In the material below, the lines to reproduce exactly are the one containing "Would it be" and all lines after it through the last.

______________________________

PR #1239, opened 2021-10-10
allow for not discarding bios/rom/firmware on reset

CasualPokePlayer:
This is mainly for BizHawk (and potentially other frontends which don't want to clear out these files on reset). Clearing out these files became problematic for BizHawk since that ended up blowing up states to above 64 MB, due to all that memory getting marked as dirty from the deallocation/reloading of these files.

### DIFF
--- a/src/NDS.cpp
+++ b/src/NDS.cpp
@@ -451,7 +451,7 @@ void SetupDirectBoot()
     SetWifiWaitCnt(0x0030);
 }
 
-void Reset()
+void Reset(bool discard)
 {
     FILE* f;
     u32 i;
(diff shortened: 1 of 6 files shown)


vadosnaprimer:
Would it be accurate to call this "emulate hard reset instead of resetting the whole emulator"?

CasualPokePlayer:
Thinking of it, this is kinda ugly and upstream probably doesn't want it unless it's actually implemented as some option for the user (don't eject cartridge on reset? also I guess just general smarter reloading of these files). And I'm lazy so eh.

It wouldn't be too hard to resolve any conflicts with upstream I guess regardless when pulling as long as changes are minimal on our side. Only https://github.com/Arisotura/melonDS/pull/1237 I can see getting merged anyways (considering that there are a lot of users which would like this kind of functionality anyways). I do have some code also [committed](https://github.com/CasualPokePlayer/melonDS/compare/5b415bae34c09653625861c03125af23beae5a36..0034e6bbc4dbf1c95aa04c6a41a33ab4758ae2d3) on my side for getting/setting regs, although I don't know if upstream would want these, so eh.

______________________________

**WRITTEN RESPONSE**.
Would it be accurate to call this "emulate hard reset instead of resetting the whole emulator"?

CasualPokePlayer:
Thinking of it, this is kinda ugly and upstream probably doesn't want it unless it's actually implemented as some option for the user (don't eject cartridge on reset? also I guess just general smarter reloading of these files). And I'm lazy so eh.

It wouldn't be too hard to resolve any conflicts with upstream I guess regardless when pulling as long as changes are minimal on our side. Only https://github.com/Arisotura/melonDS/pull/1237 I can see getting merged anyways (considering that there are a lot of users which would like this kind of functionality anyways). I do have some code also [committed](https://github.com/CasualPokePlayer/melonDS/compare/5b415bae34c09653625861c03125af23beae5a36..0034e6bbc4dbf1c95aa04c6a41a33ab4758ae2d3) on my side for getting/setting regs, although I don't know if upstream would want these, so eh.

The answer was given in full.